**WORK INSTRUCTION**
Restate the lines exactly, starting at the line that contains "ocf_printhost: redo document processing" and finishing with the final line of the records.

**GIVEN RECORDS**
PR #130, opened 2017-02-15
ocf_printhost: redo document processing

matthew-mcallister:
The first major change we've had to the printhost in a while. This branch mainly switches the document preprocessing stage that comes before `enforcer` and the printer itself to use the existing CUPS facilities instead of our half-implementation of the same thing. The filter `ocfps` first passes documents through the user command `pdftops` (which is not part of the CUPS internal filter system), which is a rasterizing converter, then passes them through `pstops` which uses ghostscript to convert to printer-suitable postscript with duplex and economode instructions inserted according to print job options. Other changes are mainly superficial improvements.

This is running on `dev-printhost`. It could use plenty of testing.

TODO (after merging):
- Containerize
- Write documentation


modules/ocf_printhost/files/ocfps
```diff
@@ -0,0 +1,16 @@
...
+if [ "$#" -ne 5 ] && [ "$#" -ne 6 ]; then
+    echo "Usage: $0 job-id user title copies options [file]"
+    exit
+fi
+
+if [ "$#" -eq 5 ]; then
+    $PDFTOPS - - | pstops "$@"
+else
+    $PDFTOPS "$6" - | pstops "${@:1:5}"
+fi
```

**FINISHED EXERCISE**
ocf_printhost: redo document processing

matthew-mcallister:
The first major change we've had to the printhost in a while. This branch mainly switches the document preprocessing stage that comes before `enforcer` and the printer itself to use the existing CUPS facilities instead of our half-implementation of the same thing. The filter `ocfps` first passes documents through the user command `pdftops` (which is not part of the CUPS internal filter system), which is a rasterizing converter, then passes them through `pstops` which uses ghostscript to convert to printer-suitable postscript with duplex and economode instructions inserted according to print job options. Other changes are mainly superficial improvements.

This is running on `dev-printhost`. It could use plenty of testing.

TODO (after merging):
- Containerize
- Write documentation


modules/ocf_printhost/files/ocfps
```diff
@@ -0,0 +1,16 @@
...
+if [ "$#" -ne 5 ] && [ "$#" -ne 6 ]; then
+    echo "Usage: $0 job-id user title copies options [file]"
+    exit
+fi
+
+if [ "$#" -eq 5 ]; then
+    $PDFTOPS - - | pstops "$@"
+else
+    $PDFTOPS "$6" - | pstops "${@:1:5}"
+fi
```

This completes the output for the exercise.